Effect of silica fume content on the mechanical strengths, compressive stress–strain behavior and microstructures of geopolymeric recycled aggregate concrete

Abstract

As a low-carbon sustainable concrete material, geopolymeric recycled aggregate concrete (GRAC), fabricated with industrial wastes (e.g. slag) and recycled concrete aggregate (RA), has an extensive application prospect in practice engineering. In this study, silica fume (SF) was incorporated to improve the mechanical properties of GRAC. The basic mechanical strengths, compressive stress–strain behavior and microstructures of GRAC with various SF and RA contents were investigated. The modification mechanism of SF was analyzed by combining the microstructural measuring results. The results indicate that the SF content has complicated influence on the mechanical properties of GRAC. The compressive, splitting tensile and flexural strengths as well as elastic modulus both increase first with the SF content increases to 10% but then decrease.

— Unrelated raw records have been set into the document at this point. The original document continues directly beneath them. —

PR #1921, opened 2026-05-28
[WIP] Add artificial resistivity: stabiliser for Quokka2026

### LINKED ISSUE #1912: The Quokka2026 EMF scheme shows instabilities for slow waves at high resolution

AstroKriel:
### Description

I have added artificial resistivity to the constrained-transport MHD induction update as a numerical stabiliser for ideal MHD runs using the `Quokka2026` scheme. At each cell edge, a resistive coefficient `eta_dynamic` is computed from the local Alfven speed and grid spacing, and the term `eta_dynamic * j_edge` is subtracted from the ideal EMF:

    emf_total = emf_ideal - eta_dynamic * j_edge

    eta_dynamic = alpha * |b|_perp / sqrt(rho_avg) * sqrt(dx_1 * dx_2)

where `|b|_perp = sqrt(b_w0_avg^2 + b_w1_avg^2)` is the magnitude of the two face-centred field components perpendicular to the edge (each reconstructed at the cell edge by averaging the components on neighbouring faces), and `rho_avg` is the density averaged over the four surrounding cell centres. Here a new parameter `mhd.artificial_resistivity_coefficient` (off by default) regulates this local artificial resistivity.

**Motivation.** The `Quokka2026` EMF scheme goes unstable for the slow magnetosonic wave at N >= 512 cells per wavelength (#1912). The instability grows in `b_0` (the field component along the propagation axis) from machine-noise amplitudes. A current-based formula (`eta_dynamic` proportional to `|j|`) fails here because `|j| ~ 0`, even in regions where the instability is forming; that is, the instability mode grows before any current builds up. However, the `c_A * dx` scaling is non-zero wherever `|b| > 0`, so when `alpha > 0`, it provides background damping at all amplitudes from the first timestep. This is analogous to artificial bulk viscosity.

I have validated this scheme in a number of ways, and confirmed it brings the stability of `Quokka2026` to be in line with both `FelkerStone2017` and `Balsara2025`.

**Linear wave convergence** (`Quokka2026`, alpha = 0.05). `eta_dynamic` damps wave amplitudes at a rate gamma ~ alpha * c_A * k^2 * dx, which limits convergence to p ~ 0.5 for all wave families. Without artificial resistivity, the slow-wave L2 error increases sharply at N = 512 as the instability forms; with alpha = 0.05 this is suppressed and the error decreases monotonically to N = 512. The fast wave follows 2nd-order convergence at low resolution before transitioning to the same 0.5-order plateau as `eta_dynamic` becomes the dominant error source. The same O(dx) damping costs ~ 1% Alfven wave amplitude per orbit at N = 256 with alpha = 0.025, halving with each resolution doubling.

(The top left axis shows the behaviour when there is no artificial resisitivity, and the remaining axis show when it is turned on)
art_eta_convergence

| `Quokka2026` with alpha | b_z amplitude loss per orbit |
|---|---|
| alpha = 0.025 | ~ 1% |
| alpha = 0.05 | ~ 2% |

**Orszag-Tang vortex** (512 x 512 x 8, `Quokka2026`). alpha = 0.05 triggers a CFL crash at t ~ 0.7 from concentrated current sheets. When turning on alpha = 0.1, the simulation runs to completion, and performs comparably to `FelkerStone2017`.

**Recommended coefficient.** `alpha` is a tunable knob. For 1D wave tests where amplitude accuracy matters, alpha = 0.025 gives ~ 1% Alfven wave damping per orbit at N = 256. For problems with strong current sheets (Orszag-Tang strength), alpha ~ 0.1 is needed for stability.

### Related issues

Stacked on #1913 (physical resistivity), which should merge first. This PR's diff is against the `nkriel/add/resistivity` branch.

Closes #1912 (`Quokka2026` slow-wave instability at N >= 512).

### Checklist


BenWibking:
This is encouraging that it stabilizes the Orzag-Tang problem.

However, I am concerned something is not quite right. A linear artificial viscosity for hydro of the form $\alpha (\Delta x) c_s$ limits the order of convergence to 1. This should do the same. I think it should really converge at order 1, not order 0.5, if it's designed and implemented correctly.

markkrumholz:
I have a major concern with this approach: since the magnitude of the resistivity doesn’t depend on the gradient of anything, it will just be applied everywhere. That is, in the linear wave tests the Alfven speed is basically constant everywhere, so the is approach just reduces to using a constant resistivity everywhere. In that sense it is not at all analogous to an artificial viscosity, which only kicks in where there is a large compression. So I don’t think this is a particularly good approach, because it’s not clear why you should ever use this and not just set the resistivity to a constant.

markkrumholz:
Following up: you said that the approach of taking resistivity proportional to j fails. How large a coefficient did you try?

BenWibking:
> I have a major concern with this approach: since the magnitude of the resistivity doesn’t depend on the gradient of anything, it will just be applied everywhere. That is, in the linear wave tests the Alfven speed is basically constant everywhere, so the is approach just reduces to using a constant resistivity everywhere. In that sense it is not at all analogous to an artificial viscosity, which only kicks in where there is a large compression. So I don’t think this is a particularly good approach, because it’s not clear why you should ever use this and not just set the resistivity to a constant.

Ok, I basically agree with this.

I think this is actually the kind of artificial viscosity that Lagrangian codes often use (proportional to the cell size times the sound speed), but it's very, very diffusive. If this were required to make Quokka2026 stable, I would not recommend using it in practice.

AstroKriel:
> This is encouraging that it stabilizes the Orzag-Tang problem.
> 
> However, I am concerned something is not quite right. A linear artificial viscosity for hydro of the form α ( Δ x ) c s limits the order of convergence to 1. This should do the same. I think it should really converge at order 1, not order 0.5, if it's designed and implemented correctly.

This p = 1/2 is actually expected as a consequence of how the convergence tests are set up.

The Richardson tests only refine `n_0` (cells in `x_0`), so the grid is always `n_0 x 8 x 8`. The artificial resistivity acting on an edge that damps the wave along `x_0` is then `eta_dynamic = alpha * c_A * sqrt(dx_0 * dx_1)`. Since `dx_1 = L/8` is fixed (where `L = 1`; similarly `dx_2 = L/8`), `eta_dynamic` scales as `sqrt(dx_0)`, giving p = 1/2 on the log-log axis shown. p = 1 is correct for isotropic refinement.

Note that the p = 2 scaling at coarse resolution (visible in the fast wave panel) is because the truncation error for a 1D wave depends only on `dx_0` (fields are uniform in `x_1` and `x_2`), and this error dominates at low resolutions. The `eta_dynamic` error differs because both perpendicular edge spacings are important.

AstroKriel:
> I have a major concern with this approach: since the magnitude of the resistivity doesn’t depend on the gradient of anything, it will just be applied everywhere. That is, in the linear wave tests the Alfven speed is basically constant everywhere, so the is approach just reduces to using a constant resistivity everywhere. In that sense it is not at all analogous to an artificial viscosity, which only kicks in where there is a large compression. So I don’t think this is a particularly good approach, because it’s not clear why you should ever use this and not just set the resistivity to a constant.

You're right, this term is always on, like with constant resistivity, but the difference is that `eta_dynamic = alpha * c_A * dx` goes to zero as resolution increases (`dx` becomes smaller). Physical `eta` is fixed and its effect on the wave does not change with resolution.

AstroKriel:
> Following up: you said that the approach of taking resistivity proportional to j fails. How large a coefficient did you try?

I tested up to alpha = 1. The instability in the slow wave continued to grow over three wave periods.

markkrumholz:
> > Following up: you said that the approach of taking resistivity proportional to j fails. How large a coefficient did you try?
> 
> I tested up to alpha = 1. The instability in the slow wave continued to grow over three wave periods.

OK, then I think we want to look a bit more closely at the nature of the instability, i.e., what does the current look like in the cells where it is growing. The current solution is just too diffusive to be practical to use in a simulation where we don't want there to be physical resistivity everywhere, so we need to find something more narrowly tailored.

The mechanical strengths of GRAC with 50% RA and 10% SF contents are comparable to GC without RA due to the filling and pozzolanic effect of SF. The 10% SF content decreases the total porosity of GC paste by 43.33% compared to the pure GC paste. While the small reduction in the porosity of GC paste with 15% SF content leads to a slight decrease in the mechanical performance of GRAC. From the present study, 10% SF content in GRAC is more recommended to improve the mechanical properties of GRAC, which provides strong supports for the basic researches and applications of GRAC modified with SF.